PR #2528, opened 2026-07-02
feat: support `RefAcc` pathing for "full" arrays

ilan-gold:
- [ ] Closes #
- [x] Tests added

- [x] Release note not necessary because: Builds on an existing feature before a release? Do we need one?


ilan-gold:
@ilia-kats ping

docs/accessors.rst
```diff
@@ -35,9 +35,11 @@ For these purposes, they are
 
     or to extract the referenced vector:
 
-    >>> ref = A.obs["louvain"]
-    >>> adata[ref].categories[:2]  # doctest: +ELLIPSIS
+    >>> adata[A.obs["louvain"]].categories[:2]  # doctest: +ELLIPSIS
     Index(['CD4 T cells', 'CD14+ Monocytes'], dtype=...)
+    >>> adata[A.varm["PCs"]] # doctest: +ELLIPSIS
+    array([[...
+          ..., dtype=float32)
```
flying-sheep:
```suggestion
    array([[...]],
          shape=(1838, 50), dtype=float32)
```

src/anndata/_core/anndata.py
```diff
@@ -1049,16 +1058,25 @@ def _normalize_indices(
...
 
+    @overload
+    def __getitem__(
+        self, index: LayerAcc | MultiAcc | GraphAcc | MetaAcc
+    ) -> _XDataType | pd.DataFrame | Dataset2D | AwkArray: ...
     @overload
     def __getitem__(self, index: AdRef) -> Array: ...
     @overload
     def __getitem__(self, index: Index) -> AnnData: ...
     def __getitem__(self, index: Index | AdRef) -> AnnData | Array:
```
flying-sheep: you missed the other instance of `AdRef`.

Also why list `LayerAcc`, `GraphAcc`, … and not just the superclasses you actually check for? `AdRef | MapAcc | RefAcc`?

src/anndata/acc/__init__.py
```diff
@@ -184,7 +186,18 @@ def isin(self, data: D, idx: I | None = None, /) -> bool:
 
     @abc.abstractmethod
     def get(self, data: D, idx: I, /) -> Array:
-        """Get the referenced array from the AnnData object."""
+        """Get the indexed array from the AnnData object at `idx`."""
+
+    @abc.abstractmethod
+    def get_full_array(
```
flying-sheep: Ah so this is why we didn’t do it. Even more surface area.

And even more array types that we have no chance of keeping in sync with all the other ones. I don’t want to see `-> _XDataType | pd.DataFrame | Dataset2D | AwkArray` in here, only `-> SomeTypeAliasThatWeUseInOtherPlacesToo`.

Maybe instead of a whole new method, `get` should be changed instead so it acccepts `idx: I | None` (with `@overload`s) and the `None` overload returns the full one? Just an idea.

ilia-kats:
I've already released mudata 0.3.9 with basic accessor support, supporting this would be trivial but would require another release. Adapting the full accessor support (not yet released) should also be fine. Otherwise Phil has raised some valid points, but I'm not deep enough in AnnData internals to have an opinion, I think.

docs/accessors.rst
ilan-gold: Unfortunately, older versions of numpy don't print this info (i.e., our min job), it seems: https://github.com/scverse/anndata/actions/runs/28600131940/job/84806011278

ilan-gold:
Thanks @ilia-kats, was mostly for visiblity / clarity.

docs/accessors.rst
flying-sheep: ah, well, still, maybe we can get balanced brackets :sweat_smile:

src/anndata/_core/anndata.py
ilan-gold: > you missed the other instance of AdRef.

Hmmm, not sure I understand what you're referring to.

> Also why list LayerAcc, GraphAcc, … and not just the superclasses you actually check for? AdRef | MapAcc | RefAcc?

No good reason, but even better, per-class overloads

src/anndata/acc/__init__.py
ilan-gold: Oooo yes, absolutely.

docs/accessors.rst
ilan-gold: Done!

flying-sheep (approved):
Looks good!

Maybe give `_NoIdx` a nice `__repr__`:

Image

Without links, the overloads aren’t super helpful, but I guess that’s out of scope for this PR:

Image

I also noticed that we don’t document `AnnData.__getitem__`, we should do that in some other PR as well.

PR #2529, opened 2026-07-03
perf: try out new zarr codec pipeline

ilan-gold:
See https://zarr.readthedocs.io/en/latest/user-guide/examples/codec_pipeline_performance/#running

- [ ] Closes #
- [ ] Tests added


src/anndata/_io/zarr.py
```diff
@@ -33,10 +33,26 @@
...
+    # We are going to be "guinea pigs" for this new pipeline because it should be much faster
+    # and we're shortchanging our users otherwise.
+    # So we change the pipeline if it has not been changed by the user i.e.,
+    # it is the old BatchedCodecPipeline.
+    # This pipeline fully passes ours, zarr's, and zarr's downstream CI. - Ilan
+    old_pipeline = zarr.config.get("codec_pipeline.path")
     with (
+        zarr.config.set({
+            "codec_pipeline.path": "zarr.core.codec_pipeline.FusedCodecPipeline",
+            "codec_pipeline.max_workers": None,
```
flying-sheep, line 57: this changes the behavior if both zarr 3.3+ and zarrs is installed by setting `"codec_pipeline.max_workers": None`, is that OK?

maybe instead doing this makes more sense?

```py
if zarrs:
    ctx = ...
elif zarr_v3:
    ctx = ...
else:
    ctx = nullcontext()
```

ilan-gold: That would be cleaner yeah, but no, it has no effect: https://zarrs-python.readthedocs.io/en/latest/ is untouched by this

flying-sheep (approved):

- - -

* _Work item_: Check each line of the entries above, and show every one holding the word "overloads".

* _Solution to the exercise_:
No good reason, but even better, per-class overloads
Without links, the overloads aren’t super helpful, but I guess that’s out of scope for this PR:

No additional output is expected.